PatchRefiner: Leveraging Synthetic Data for Real-Domain High-Resolution Monocular Metric Depth Estimation

Zhenyu Li,Shariq Farooq Bhat,Peter Wonka
2024-06-11
Abstract:This paper introduces PatchRefiner, an advanced framework for metric single image depth estimation aimed at high-resolution real-domain inputs. While depth estimation is crucial for applications such as autonomous driving, 3D generative modeling, and 3D reconstruction, achieving accurate high-resolution depth in real-world scenarios is challenging due to the constraints of existing architectures and the scarcity of detailed real-world depth data. PatchRefiner adopts a tile-based methodology, reconceptualizing high-resolution depth estimation as a refinement process, which results in notable performance enhancements. Utilizing a pseudo-labeling strategy that leverages synthetic data, PatchRefiner incorporates a Detail and Scale Disentangling (DSD) loss to enhance detail capture while maintaining scale accuracy, thus facilitating the effective transfer of knowledge from synthetic to real-world data. Our extensive evaluations demonstrate PatchRefiner's superior performance, significantly outperforming existing benchmarks on the Unreal4KStereo dataset by 18.1% in terms of the root mean squared error (RMSE) and showing marked improvements in detail accuracy and consistent scale estimation on diverse real-world datasets like CityScape, ScanNet++, and ETH3D.
Computer Vision and Pattern Recognition
What problem does this paper attempt to address?

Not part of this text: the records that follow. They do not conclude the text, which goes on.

PR #140, opened 2026-05-21
fix(audit): validate URL params before audit + redirect in operator handlers

ak2k:
## Summary

Admin handlers across `internal/web/operators.go` and `internal/api/operators.go` reflected URL params (operator `id`, api-key `kid`) into audit `Resource`/`Details` fields without confirming the params matched real entities. Forensic queries on `Resource` saw orphan rows. A related (observability-flavoured) inconsistency in the same UI handler family — `handleOperatorCreateAPIKey` swallowing all `GetOperator` errors as 404 without logging — is bundled in the second commit.

Concrete consequences pre-fix:
- `POST /ui/operators/{garbage-id}/disable` → 303 redirect + audit row with `resource=<garbage-id>`.
- `POST /ui/operators/{A}/api-keys/{kid-of-B}/revoke` → revokes B's real key, audit row says `resource=A details=kid-of-B`. Cross-operator-kid pollution.
- `DELETE /api/v1/operators/{A}/api-keys/{kid-of-B}` → same as above on the JSON API surface (`internal/api/operators.go:174-192` pre-fix).
- `POST /ui/operators/{id}/api-keys` with a DB outage on the operator lookup → 404 "operator not found" instead of 500 "internal error", with nothing logged. Operators chased a phantom missing-data bug instead of a real outage.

The problem that this paper attempts to solve is the metric depth estimation problem of monocular images in high - resolution real - world scenes. Specifically, the author points out the challenges faced by existing methods when dealing with high - resolution real - domain inputs, including: 1. **Resolution limitations of existing architectures**: Most state - of - the - art depth - estimation architectures have limitations in memory and computational resources when processing high - resolution images. 2. **Scarcity of high - quality real - world depth data**: High - resolution real - world depth datasets are very scarce. Existing datasets are usually of low resolution and often lack ground - truth data, especially near object boundaries. To solve these problems, the author proposes a new framework named PatchRefiner. PatchRefiner improves high - resolution depth estimation in the following ways: - **Tile - based method**: Reconceptualizes the high - resolution depth - estimation task as a refinement process and adopts a tile - based method to handle high - resolution inputs. - **Pseudo - label strategy**: Utilizes synthetic data to generate pseudo - labels to overcome the problem of scarce real - world data. - **Detail - and - Scale - Decoupled Loss (DSD Loss)**: Introduces a new loss function that combines rank supervision and scale invariance, thereby effectively transferring knowledge from synthetic data to real - world data and enhancing the ability to capture details while maintaining scale accuracy. These improvements make PatchRefiner significantly outperform existing methods on multiple benchmark datasets. In particular, on the Unreal4KStereo synthetic dataset, its RMSE is reduced by 18.1% and its REL is reduced by 15.7%. Moreover, it also performs well on real - world datasets such as CityScape, ScanNet++ and ETH3D, significantly improving the accuracy of boundary details and the consistency of scale estimation. In summary, this paper aims to solve the challenges in high - resolution real - domain monocular depth estimation through innovative framework design and loss functions and improve the performance of the model in real - world scenarios.